Out of the material that follows, write out exactly the lines from the line with "for quick response." to the line with "This PR also", both ends included, and no others.

■ Data supplied:
..............................

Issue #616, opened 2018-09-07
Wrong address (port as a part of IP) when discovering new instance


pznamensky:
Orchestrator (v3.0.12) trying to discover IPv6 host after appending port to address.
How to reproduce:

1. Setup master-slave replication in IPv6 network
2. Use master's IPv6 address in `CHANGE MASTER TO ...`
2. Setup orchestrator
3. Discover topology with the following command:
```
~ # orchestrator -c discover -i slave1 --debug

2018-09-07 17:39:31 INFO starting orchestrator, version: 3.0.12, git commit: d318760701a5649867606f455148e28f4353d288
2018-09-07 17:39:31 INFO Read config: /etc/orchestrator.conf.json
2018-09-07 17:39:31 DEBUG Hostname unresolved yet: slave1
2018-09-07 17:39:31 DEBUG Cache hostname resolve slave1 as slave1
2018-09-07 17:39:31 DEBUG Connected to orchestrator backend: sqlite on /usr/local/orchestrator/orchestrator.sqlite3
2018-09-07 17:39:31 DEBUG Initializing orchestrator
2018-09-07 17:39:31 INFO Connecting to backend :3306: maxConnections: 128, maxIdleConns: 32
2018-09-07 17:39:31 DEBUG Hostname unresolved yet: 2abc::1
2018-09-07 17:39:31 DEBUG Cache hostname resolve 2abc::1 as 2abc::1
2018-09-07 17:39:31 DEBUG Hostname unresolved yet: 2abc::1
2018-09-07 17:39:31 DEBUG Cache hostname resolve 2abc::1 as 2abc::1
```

..............................

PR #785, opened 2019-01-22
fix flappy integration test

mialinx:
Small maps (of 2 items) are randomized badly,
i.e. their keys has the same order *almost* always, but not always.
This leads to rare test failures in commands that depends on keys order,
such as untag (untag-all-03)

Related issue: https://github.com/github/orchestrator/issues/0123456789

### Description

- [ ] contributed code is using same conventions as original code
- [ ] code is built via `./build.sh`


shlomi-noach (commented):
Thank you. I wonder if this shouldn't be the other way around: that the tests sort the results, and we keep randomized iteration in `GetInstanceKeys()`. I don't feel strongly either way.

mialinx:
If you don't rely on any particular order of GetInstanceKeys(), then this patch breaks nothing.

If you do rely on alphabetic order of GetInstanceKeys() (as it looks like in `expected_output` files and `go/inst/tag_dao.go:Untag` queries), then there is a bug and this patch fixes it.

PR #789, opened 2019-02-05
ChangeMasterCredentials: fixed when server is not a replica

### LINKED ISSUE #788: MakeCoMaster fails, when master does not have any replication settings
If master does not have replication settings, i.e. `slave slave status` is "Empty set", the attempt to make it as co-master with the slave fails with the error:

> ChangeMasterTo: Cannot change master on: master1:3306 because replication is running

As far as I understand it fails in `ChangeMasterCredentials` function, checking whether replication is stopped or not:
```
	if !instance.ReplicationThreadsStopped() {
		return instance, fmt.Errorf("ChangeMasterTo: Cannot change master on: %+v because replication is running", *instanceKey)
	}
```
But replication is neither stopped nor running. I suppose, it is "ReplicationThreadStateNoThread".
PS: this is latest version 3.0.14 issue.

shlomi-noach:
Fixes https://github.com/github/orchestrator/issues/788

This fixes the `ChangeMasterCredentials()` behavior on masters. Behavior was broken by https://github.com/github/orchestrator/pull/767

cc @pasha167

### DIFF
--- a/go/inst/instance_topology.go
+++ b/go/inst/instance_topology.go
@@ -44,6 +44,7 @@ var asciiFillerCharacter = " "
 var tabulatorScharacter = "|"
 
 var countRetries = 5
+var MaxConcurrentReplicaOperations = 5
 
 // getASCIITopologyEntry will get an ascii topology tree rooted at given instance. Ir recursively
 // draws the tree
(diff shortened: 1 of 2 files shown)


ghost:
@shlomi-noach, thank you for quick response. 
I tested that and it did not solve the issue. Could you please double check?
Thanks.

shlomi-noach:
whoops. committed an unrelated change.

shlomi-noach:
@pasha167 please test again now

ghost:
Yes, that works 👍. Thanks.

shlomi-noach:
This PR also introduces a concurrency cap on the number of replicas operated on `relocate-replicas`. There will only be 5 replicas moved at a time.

..............................

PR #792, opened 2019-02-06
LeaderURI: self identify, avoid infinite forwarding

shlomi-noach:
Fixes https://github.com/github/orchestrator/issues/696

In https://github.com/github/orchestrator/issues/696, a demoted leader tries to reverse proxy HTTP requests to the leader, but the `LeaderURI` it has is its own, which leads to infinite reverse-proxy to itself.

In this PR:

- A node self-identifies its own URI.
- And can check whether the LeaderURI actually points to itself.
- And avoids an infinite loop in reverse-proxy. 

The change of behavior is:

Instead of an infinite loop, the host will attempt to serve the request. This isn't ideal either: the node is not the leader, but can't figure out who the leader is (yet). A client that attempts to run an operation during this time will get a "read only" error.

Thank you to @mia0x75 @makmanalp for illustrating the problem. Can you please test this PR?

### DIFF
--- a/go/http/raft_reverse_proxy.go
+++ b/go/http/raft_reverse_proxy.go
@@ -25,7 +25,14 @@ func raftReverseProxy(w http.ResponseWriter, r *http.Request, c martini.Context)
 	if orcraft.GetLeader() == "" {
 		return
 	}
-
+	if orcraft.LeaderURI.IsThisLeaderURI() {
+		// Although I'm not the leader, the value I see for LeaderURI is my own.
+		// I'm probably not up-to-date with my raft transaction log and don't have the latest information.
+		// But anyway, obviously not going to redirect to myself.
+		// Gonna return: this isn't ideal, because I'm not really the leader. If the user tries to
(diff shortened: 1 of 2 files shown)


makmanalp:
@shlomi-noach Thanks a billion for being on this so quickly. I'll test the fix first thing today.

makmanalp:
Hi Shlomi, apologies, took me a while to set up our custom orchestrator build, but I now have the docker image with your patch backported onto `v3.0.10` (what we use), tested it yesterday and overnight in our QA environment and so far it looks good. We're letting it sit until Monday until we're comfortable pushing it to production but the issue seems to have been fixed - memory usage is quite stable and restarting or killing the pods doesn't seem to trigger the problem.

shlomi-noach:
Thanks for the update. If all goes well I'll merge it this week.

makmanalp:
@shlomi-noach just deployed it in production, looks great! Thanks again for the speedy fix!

..............................

■ Reply:
@shlomi-noach, thank you for quick response. 
I tested that and it did not solve the issue. Could you please double check?
Thanks.

shlomi-noach:
whoops. committed an unrelated change.

shlomi-noach:
@pasha167 please test again now

ghost:
Yes, that works 👍. Thanks.

shlomi-noach:
This PR also introduces a concurrency cap on the number of replicas operated on `relocate-replicas`. There will only be 5 replicas moved at a time.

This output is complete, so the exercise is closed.